Meningkatkan produktivitas adalah kunci untuk menghidupkan kembali pertumbuhan di Asia Pasifik
- keren989
- 0
“Seiring dengan perlambatan ekonomi, kemajuan dalam pengentasan kemiskinan juga melambat, kesenjangan meningkat, dan prospek pekerjaan layak melemah.”

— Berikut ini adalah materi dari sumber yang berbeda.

PR #143369, opened 2026-09-09
fix: retain speech providers until stream cleanup finishes

steipete:
Related: #140674. Builds on telephony #143065 and buffered speech #143313.

## What Problem This Solves

Resolves a problem where speech streams outlive the provider registrations they use, or leave resources behind when metadata fails, cancellation is delayed, or an unopened stream has already ended.

## Why This Change Was Made

Transfer the existing owned speech acquisition to the returned stream. Retain it through metadata, reads, source cancellation, provider release, and tracked producer work. Start cancellation before waiting for reads it must unblock, preserve the last queued chunk, and finalize outside the work being drained.

Providers with an explicit release callback keep their existing contract: callers await release after EOF or read failure. Providers without one clean up automatically, including empty or failed unopened streams and a consumed final queued chunk. Failed metadata projection cleans up before fallback; errors after bytes have escaped do not start another provider.

All three synthesis paths now require an owned prepared registry. The unused raw setup function and its type-only coupling are removed; public synchronous provider lookup contracts remain unchanged.

## User Impact

Streaming speech retains its provider resources until actual cleanup finishes. It preserves explicit release, cancellation, provider selection and raw-host ownership, without adding a release obligation for providers that previously had none. Completed audio remains usable after disposal.

## Evidence

Native regressions cover retirement, cancellation, blocked producer work, metadata/getter failures, cleanup-error precedence, unopened termination, and final-chunk delivery. Final combined testing passes 48 distinct cases across streaming, telephony, buffered speech and Talk. The preceding ownership candidate also passed 141 sibling/E2E cases, including Discord voice and provider binary-stream controls.

Affected checks, fresh full-candidate Codex review through P2, and the final ordinary build passed. The final build took 298.41 seconds and emitted a non-fatal UI startup gzip warning of 29 bytes over its threshold; no UI source, baseline or guard was changed.

Both actual compiled public APIs passed on one sealed build: 21 streaming requests and nine buffered calls across cold, managed and raw ownership. They exercised real WAV/PCM roundtrips and SQLite reads through metadata, cleanup and delayed work, followed by close/reopen. All six process groups terminated; all 11,390 artifact hashes remained unchanged, with no application source fallback. These use synthetic local providers, not an external speech vendor, carrier or operator Gateway.

An additional 32 Web-reader cases covered pending reads, timed/gated cleanup and cleanup failures, preserving final chunks and errors. Timings are local observations, not a comparative speedup claim.

### DIFF
--- a/docs/plugins/sdk-overview/host-hooks.md
+++ b/docs/plugins/sdk-overview/host-hooks.md
@@ -71,6 +71,15 @@ transcodes and saves those completed buffers after releasing the provider. The
 separate synchronous speech lookup and request-preparation APIs keep their
 existing caller lifetime; streaming speech is not part of this finite operation.
 
+Streaming speech owns its provider registrations until stream cleanup finishes.
+`api.runtime.tts.textToSpeechStream(...)` preserves an explicit provider
+`release()` callback's lifetime after EOF or a read error: callers must still
+invoke and await the returned `release()`. Without a provider release callback,
+EOF or a read error releases registrations automatically. Stream cancellation
+and explicit release start source cancellation and provider cleanup before
+joining both, including tracked producer work. Release also handles an unopened
+stream. Existing raw host registrations keep their host lifetime.
+
 For `image_generate`, `music_generate`, and `video_generate` tools prepared from an owned inspection,
 resources remain held through preflight and, once accepted, through generation, media saving, and
 any rollback. A `started` result acknowledges acceptance; it does not mean the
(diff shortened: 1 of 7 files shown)


steipete:
Merged via squash.

- Prepared head SHA: [82c780cf6b17f3303c59aea95c976809b9ac1ed5](https://github.com/openclaw/openclaw/pull/143369/commits/82c780cf6b17f3303c59aea95c976809b9ac1ed5)
- Landed commit: [d77cb0a6e8d37aef6caafbb0c6f474aa70c2aa13](https://github.com/openclaw/openclaw/commit/d77cb0a6e8d37aef6caafbb0c6f474aa70c2aa13)

PR #143377, opened 2026-09-09
fix: retain Anthropic requests through cancellation cleanup

steipete:
Related: #140674.

## What Problem This Solves

Resolves a problem where an aborted Anthropic request can release its prepared runtime while the response body is still cancelling. Cancellation can also run in the aborting caller's context instead of the request's original context.

## Why This Change Was Made

Start body cancellation once, in the parser's original continuation, and give that actual promise to the existing host work observer before reporting the abort. Previously the abort listener started cancellation and discarded its promise; the parser's second cancellation was already resolved even though the first cleanup was still running.

The production repair is seven added and two removed lines. Normal non-abort cleanup remains awaited, and aborts preserve their original reason without waiting for cancellation to finish. No public API, dependency, or database policy changes.

## User Impact

Aborted Anthropic calls still return promptly, while their runtime remains alive until accepted cancellation work finishes. Cleanup failures do not replace the original abort reason.

## Evidence

Original code fails three transport regressions and the actual core ownership case: the parent drains early, cancellation runs in a foreign context, and a new ModelRegistry is built during held cleanup. The candidate passes all 148 transport and core cases. Affected checks, fresh isolated Codex review through P2, and the ordinary build (317.9 seconds) pass.

Compiled proof uses the actual exec reviewer and managed Anthropic transport against a local synthetic HTTP server. Abort reporting took 4.357 and 0.534 milliseconds for resolving and rejecting cancellation. The original owner stayed alive, overlapping preparation reused its generation, and final drainage followed the held cancellation's settlement. Non-abort cleanup and successful completion also passed.

All child processes exited; 12,119 build artifact hashes stayed unchanged and 2,872 resolved files used no application source fallback. No reviewed command was executed, and no real vendor credentials or production Gateway were used. These are individual correctness timings, not a comparative benchmark. The proof establishes ModelRegistry retention; general RUN SQLite physical disposal remains a separate prerequisite chain.

The final rebase combines the newly landed SDK cases with this cancellation regression. Both transport source files remain byte-identical to the reviewed build; all 157 transport/core composition cases and formatting checks pass on the refreshed head.

### DIFF
--- a/packages/ai/src/transports/anthropic-transport-stream.test.ts
+++ b/packages/ai/src/transports/anthropic-transport-stream.test.ts
@@ -1,3 +1,4 @@
+import { AsyncLocalStorage } from "node:async_hooks";
 import type { AssistantMessage, Model } from "@openclaw/llm-core";
 /**
  * Tests Anthropic Messages transport streaming.
@@ -6,6 +7,7 @@ import type { AssistantMessage, Model } from "@openclaw/llm-core";
  */
 import { expectDefined } from "@openclaw/normalization-core";
 import { afterAll, afterEach, beforeAll, beforeEach, describe, expect, it, vi } from "vitest";
+import { createDeferred } from "../../../../test/helpers/promise.js";
 import { makeUserMessage } from "../../../../test/helpers/user-message.js";
 import {
   configureAiTransportHost,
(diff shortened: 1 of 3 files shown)


steipete:
Merged via squash.

- Prepared head SHA: [fd9a80b2d2b14a743e688d9f5b0497c7ba448dc0](https://github.com/openclaw/openclaw/pull/143377/commits/fd9a80b2d2b14a743e688d9f5b0497c7ba448dc0)
- Landed commit: [f30b1e9d97d40f82f8c072a868b526a49ff815dd](https://github.com/openclaw/openclaw/commit/f30b1e9d97d40f82f8c072a868b526a49ff815dd)

PR #143379, opened 2026-09-09
fix: prevent cold archive pruning from blocking the Gateway

steipete:
Related: #143332, #143285.

## What Problem This Solves

Resolves a problem where disk-budget archive pruning can pause the Gateway's main thread when its cached database connection closes between free-page drain steps, measurements, or archive file removal.

## Why This Change Was Made

Queued pruning now uses the existing guarded asynchronous acquisition owner for its cold database phases. Each free-page pass keeps its checkpoints, freelist reads, and bounded vacuum together on one admitted connection. Archive queries read current rows after validation, and the complete canonical transaction runs after reacquisition following file removal.

The existing writer sections, full integrity and foreign-key checks, initial freelist bound, 512-page steps, no-progress predicate, archive ordering, unpublished exclusions, and file-before-row recovery behavior are preserved. The synchronous archive-inspection export and the two advisory readers outside the writer queue remain unchanged.

## User Impact

Cold full-file validation at these five queued pruning boundaries no longer runs on the Gateway's main thread. Pruning continues to retain the canonical recovery row if acquisition fails after the derived file was removed. No retention policy, schema, retry behavior, Worker reuse, or new writer section is introduced.

## Evidence

- On original main, five warm controls pass and all five cold cases complete real maintenance but fail the off-parent validation assertion. The independent replay uses the exact final regression file.
- The final targeted proof passes all 13 new cases and the existing large-freelist regression. The new cases cover warm/cold free-page, canonical-presence, ordered-row, unpublished-name, and post-file-removal boundaries; FIFO exclusion; revocation during drain and after file removal; and fresh unpublished-row protection. The post-removal refusal preserves the exact canonical row and blob.
- Full-context independent P0–P2 autoreview found no actionable defects.
- The final changed-file gate passes, including core/test typechecks, lint, dependency/boundary guards, and runtime import-cycle checks.
- Linux Testbox verified the exact committed source and all three changed-file hashes, then passed all 99 tests across five suites and the full build; the workload wrapper exited successfully. [Run context](https://github.com/openclaw/openclaw/actions/runs/34401131913).
- This proof exercises real synthetic SQLite archives, filesystem removal, and the maintenance owner with real integrity checks. It does not establish production LRU frequency or Gateway latency; no CLI parser, production data, or managed Gateway was exercised.

### DIFF
--- a/docs/reference/database-schemas/storage-changes.md
+++ b/docs/reference/database-schemas/storage-changes.md
@@ -89,6 +89,14 @@ do not cause unnecessary archive deletion. Full logical deletion with resumable
 physical cleanup remains a separate design; existing deletion visibility and rollback
 semantics are unchanged.
 
+Queued archive pruning prepares cold connections through the same asynchronous
+admission owner while retaining its existing writer section. Each page-drain
+pass keeps its checkpoints, freelist reads, and bounded vacuum in one synchronous
+phase on the admitted connection. Archive-row and unpublished-name reads follow
+validation. After removing a derived archive file, pruning reacquires before the
+canonical row-deletion transaction; an acquisition failure propagates without
+deleting that recovery row.
+
 ### Preserve the data and concurrency contracts
 
 An adapter must make these contracts explicit and verify them against a real
--- a/src/config/sessions/session-history-archive-pruning.admission.test.ts
+++ b/src/config/sessions/session-history-archive-pruning.admission.test.ts
@@ -1,0 +1,348 @@
+import assert from "node:assert/strict";
+import fs from "node:fs";
+import path from "node:path";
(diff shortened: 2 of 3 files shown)


steipete:
Merged via squash.

- Prepared head SHA: [c52dee0012d8351b6e5751c635946ccfebc785d7](https://github.com/openclaw/openclaw/pull/143379/commits/c52dee0012d8351b6e5751c635946ccfebc785d7)
- Landed commit: [8ba562ec51654cd7031b92d33908484f4f3dd08e](https://github.com/openclaw/openclaw/commit/8ba562ec51654cd7031b92d33908484f4f3dd08e)

PR #143382, opened 2026-09-09
test(chutes): use native JSON responses

steipete:
The Chutes model and implicit-provider tests each wrapped native response construction in the same private `jsonResponse` helper. Use `Response.json` directly at their nine existing object-payload call sites and delete both wrappers and their unused response-init parameter.

The fixtures remain real responses. Status 200, JSON content type and the actual payload serialization are preserved, including nested undefined and nonfinite values. Direct 401/503 responses, pricing/default checks, token-scoped caches, authenticated request order and proxy cleanup remain unchanged. This does not claim equivalence for arbitrary top-level undefined payloads, which these tests never use.

Validation: baseline and candidate 26/26 with identical cases; all 19 normal changed checks passed; direct installed Node/Undici source inspection and independent Codex review clean. All 16 static definitions and 56 assertion sites remain. Tests net -16 lines; production delta 0.

### DIFF
--- a/extensions/chutes/implicit-provider.test.ts
+++ b/extensions/chutes/implicit-provider.test.ts
@@ -8,14 +8,6 @@ import { refreshChutesOAuthCredential } from "./oauth.js";
 
 const CHUTES_OAUTH_MARKER = resolveOAuthApiKeyMarker("chutes");
 
-function jsonResponse(payload: unknown, init: ResponseInit = {}): Response {
-  return new Response(JSON.stringify(payload), {
-    status: 200,
-    headers: { "Content-Type": "application/json" },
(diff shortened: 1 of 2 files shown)


steipete:
Merged via squash.

- Prepared head SHA: [c299be9cc99ff17cc523e41774eef2108add525b](https://github.com/openclaw/openclaw/pull/143382/commits/c299be9cc99ff17cc523e41774eef2108add525b)
- Landed commit: [fc1d90e0cfae1e9b22a20576b7e31d12db587e6d](https://github.com/openclaw/openclaw/commit/fc1d90e0cfae1e9b22a20576b7e31d12db587e6d)

PR #143558, opened 2026-09-10
fix(opencode-go): attach stable session routing per turn

RomneyDa:
## Summary

- attach `x-opencode-session` through provider turn state for native OpenCode Go endpoints
- route the fallback through both Chat Completions and Responses transports
- preserve explicit model and request session headers ahead of generated conversation/turn identity

## Release-validation evidence

Full Release Validation run 34418806238 failed all six OpenCode Go live probes with HTTP 400 because sessionless requests lacked `x-opencode-session`. The shared provider turn-state hook now reaches both affected transports while explicit configured identity retains precedence.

Keberhasilan pencapaian kawasan Asia Pasifik Agenda 2030 untuk Pembangunan Berkelanjutan harus didorong oleh peningkatan produktivitas secara luas dan penyeimbangan kembali perekonomian terhadap permintaan domestik dan regional.
Ini adalah pesan utama dari Survei Ekonomi dan Sosial Asia dan Pasifik 2016, diterbitkan pada tanggal 28 April oleh Komisi Ekonomi dan Sosial untuk Asia dan Pasifik (ESCAP). Strategi tersebut tidak hanya akan mendukung kebangkitan pertumbuhan ekonomi yang kuat dan berketahanan, namun juga meningkatkan kualitas pertumbuhan dengan menjadikannya lebih inklusif dan berkelanjutan.
Bagaimana seharusnya para pembuat kebijakan di Asia Pasifik menerapkan strategi tersebut? Pendekatan yang dilakukan oleh negara-negara berkembang di Asia-Pasifik yang lebih mengandalkan pemulihan ekonomi yang didorong oleh ekspor tidak akan efektif dalam kondisi saat ini.
Meskipun terdapat langkah-langkah yang luar biasa, permintaan agregat global masih lemah dan ekspansi ekonomi Tiongkok melambat. Dampak pelonggaran kebijakan moneter lebih lanjut juga kemungkinan besar tidak akan terjadi dan tidak disarankan.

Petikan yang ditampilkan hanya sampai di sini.